Which way? Overlaying a square maze with a grid of memristors could be the fastest route to the exit.

iStockphoto/Thinkstock; (inset, bottom left) Y. V. Pershin and M. Di Ventra, arXiv:1103.0021v1

Memristors Make Fast Work of Mazes

For some, mazes are a way to idle away a few spare minutes or a way to get lost among the hedges of country gardens. Yet maze solving has more serious uses, such as helping robots navigate or planning better routes for traffic. Now such applications could benefit from what two U.S. researchers say is the best maze-solving method yet—and it all rests on a simple electrical circuit and an unusual device called a memristor.

In the past, researchers have tried various ways to solve mazes.

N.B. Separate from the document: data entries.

PR #698, opened 2022-03-22
fix: improve error handling in the /deployments/next handlers

kjaskiewiczz:
Issue: https://tracker.mender.io/browse/MEN-5536

### DIFF
--- a/app/app.go
+++ b/app/app.go
@@ -20,6 +20,7 @@ import (
 	"encoding/json"
 	"io"
 	"io/ioutil"
+	"reflect"
 	"strings"
 	"time"
 
@@ -92,6 +93,7 @@ var (
 	ErrNoDevices               = errors.New("No devices for the deployment")
 	ErrDuplicateDeployment     = errors.New("Deployment with given ID already exists")
 	ErrInvalidDeploymentID     = errors.New("Deployment ID must be a valid UUID")
+	ErrConflictingRequestData  = errors.New("Device provided conflicting request data")
 )
 
 //deployments
@@ -1140,7 +1142,7 @@ func (d *Deployments) assignArtifact(
 		deviceDeployment.DeviceId,
 		deviceDeployment.DeploymentId,
 		artifact,
-		installed.DeviceType,
+		installed,
 	); err != nil {
 		return errors.Wrap(err, "Assigning artifact to the device deployment")
 	}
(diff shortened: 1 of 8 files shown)


tranchitella:
@kjaskiewiczz failures in `tests/test_db_migration.py::TestDBMigrationOpenSource::test_migrate_from_legacy_mender_v1_failure` are bad: it means we are breaking the upgrade path from Mender client version 1 (no database) to version 2 (with database). What shall we do here? @kacf opinions?

app/app.go
```diff
@@ -1294,32 +1294,49 @@ func (d *Deployments) GetDeploymentForDeviceWithCurrent(ctx context.Context, dev
...
-	if installed.ArtifactName != "" && deployment.ArtifactName == installed.ArtifactName {
-		// if the device reported same artifact name as the one in the device deployment,
-		// and this is a new device deployment - indicated by device deployment
-		// status "pending",
-		// pretend there is no deployment for this device, but update
-		// its status to already installed first
-		if deviceDeployment.Status == model.DeviceDeploymentStatusPending {
+	if deviceDeployment.Request != nil &&
+		(deviceDeployment.Request.DeviceType != installed.DeviceType ||
+			deviceDeployment.Request.ArtifactName != installed.ArtifactName) {
```
alfrunes, line 1299: nit: This can be simplified a little:
```suggestion
	if deviceDeployment.Request != nil && !reflect.DeepEqual(deviceDeployment.Request, installed) {
```

app/app.go
```diff
@@ -1294,32 +1294,49 @@ func (d *Deployments) GetDeploymentForDeviceWithCurrent(ctx context.Context, dev
...
+		if err := d.UpdateDeviceDeploymentStatus(ctx, deviceDeployment.DeploymentId, deviceID,
+			model.DeviceDeploymentState{
+				Status: model.DeviceDeploymentStatusFailure,
+			}); err != nil {
 
-				return nil, errors.Wrap(err, "Failed to update deployment status")
-			}
+			return nil, errors.Wrap(err, "Failed to update deployment status")
+		}
+		return nil, nil
```
alfrunes, line 1317: Should there be an error definition for this one?
I think this deserves a HTTP/409 Conflict response - this will also make the client abort the deployment.

kjaskiewiczz: I'm not sure what client will do exactly; I guess it will at least retry in case of error, right? there is no special handling for 409 error in the client

kjaskiewiczz:

app/app.go
alfrunes: I believe it will fail the deployment if it receives an unexpected status code.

They include the slow but simple "random mouse" method, which involves taking a random left-or-right decision at every junction and wandering aimlessly until the exit is found, and mathematical algorithms that analyze each possible route. Last year, a group from Northwestern University in Evanston, Illinois, showed that even simple oil droplets could navigate mazes, so long as they were driven by chemicals placed at the end.

Yet all these methods suffer from what scientists call sequential computation: to find the best route, each must be tried in turn. This might be fine if the maze is simple, but as mazes get bigger and more complex, the time taken to solve them grows dramatically. A much faster method would be to try each route simultaneously—what is known as parallel computation.

Yuriy Pershin of the University of South Carolina, Columbia, and Massimiliano Di Ventra of the University of California, San Diego, claim to have developed the first parallel way to automatically solve mazes. Their method relies on an electronic device called a memristor which was first created in 2008 by a group at HP Labs in Palo Alto, California. Like its cousin the resistor, a memristor hinders the flow of electric current, but it also has an internal memory that can reveal how much current has flowed through it in the past.

Pershin and Di Ventra's scheme is to replicate an ordinary maze of vertical and horizontal pathways with a grid of many—hundreds or perhaps thousands—interconnected memristors. Where there are walls, Pershin and Di Ventra switch off the corresponding interconnection so that the memristor grid is left with pathways corresponding to those on the original maze. The same grid could be used again for different mazes by resetting the interconnections.

The trick comes when the researchers apply a voltage across the grid's entrance and exit. This prompts a current to flow, but it can only go along paths that have no dead ends—that is, it can take paths that lead only to the exit. What's more, it flows faster through the shortest routes because those contain the fewest memristors. Pershin and Di Ventra can then simply tap into the memory states of all the memristors, which have recorded the current levels through them, to discover which are the shortest routes.

The researchers have already successfully simulated their method on a computer, as they reported in a paper submitted to the arXiv preprint server last week. However, they say that the computer algorithms still technically proceed step by step and that for truly parallel solving, one would need to make the memristor grid for real. "But making this memristor processor requires fabrication procedures that do take some time," Di Ventra admits.

This problem is picked up by other scientists. Stanley Williams, one of the inventors of the memristor at HP Labs, thinks that although the idea is "very clever," the effort to make the device might make it less useful for practical situations. "It's as much work to construct the circuit as it is the maze, " he says.

But David Suits, a philosopher at the Rochester Institute of Technology in New York who has studied mazes, is more impressed. "It seems to me that [Pershin and Di Ventra] have a very plausible case," he says. "The only big problem which I can think of is that it seems that their circuit would have to be constructed for a particular size of maze; for a larger maze, they'd have to build a larger circuit. But it ought to be blazingly fast, compared to software methods." Once the circuit is built, anyway.